§ **Task inputs**

Issue #1125, opened 2025-07-17
Use bool bitfields to reduce struct sizes


bnoordhuis:
Structs like JSFunctionDef have a ton of booleans and there can be a ton of JSFunctionDefs.

It was recently brought to our attention that, at least on powerpc, `sizeof(bool) == 4`, so there's probably a lot of unused space that can be reclaimed by switching from plain `bool field` to `bool field : 1`.

As an example: my rough estimate is that, with bool bitfields and some field reordering, we can shave 80 bytes off JSFunctionDef on powerpc and other platforms where `sizeof(bool) > sizeof(char)`.

aabbdev:
I checked, and you’re right but using `bool field : 1` isn’t the right solution.
That said, you’re also right that the struct is far from optimized. With proper layout/fields changes, we can save over 180 bytes per struct and cut L1 cache misses during parse/codegen by 10-30% on large files.

PR #1232, opened 2025-11-06
Optimize boolean fields in JSFunctionDef, JSParseState and JSToken

speedskater1610:
Changed multiple boolean fields in JSFunctionDef and JSParseState structures from 'bool' to '_Bool flag : 1' to optimize memory usage while maintaining readability. This is realted to issue #1125.

### DIFF
--- a/quickjs.c
+++ b/quickjs.c
@@ -283,11 +283,11 @@ struct JSRuntime {
 
     JSValue current_exception;
     /* true if inside an out of memory error, to avoid recursing */
-    bool in_out_of_memory : 1;
+    bool in_out_of_memory;
     /* true if inside build_backtrace, to avoid recursing */
-    bool in_build_stack_trace : 1;
+    bool in_build_stack_trace;
     /* true if inside JS_FreeRuntime */
-    bool in_free : 1;
+    bool in_free;
 
     struct JSStackFrame *current_stack_frame;
 
@@ -314,7 +314,7 @@ struct JSRuntime {
     /* used to allocate, free and clone SharedArrayBuffers */
     JSSharedArrayBufferFunctions sab_funcs;
 
-    bool can_block : 1; /* true if Atomics.wait can block */
+    bool can_block; /* true if Atomics.wait can block */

§ **What the task asks**
Take the line holding "build_backtrace, to avoid recursing */" and all lines after it through the end of the data, and set them down exactly.

§ **Result for this exercise**
     /* true if inside build_backtrace, to avoid recursing */
-    bool in_build_stack_trace : 1;
+    bool in_build_stack_trace;
     /* true if inside JS_FreeRuntime */
-    bool in_free : 1;
+    bool in_free;
 
     struct JSStackFrame *current_stack_frame;
 
@@ -314,7 +314,7 @@ struct JSRuntime {
     /* used to allocate, free and clone SharedArrayBuffers */
     JSSharedArrayBufferFunctions sab_funcs;
 
-    bool can_block : 1; /* true if Atomics.wait can block */
+    bool can_block; /* true if Atomics.wait can block */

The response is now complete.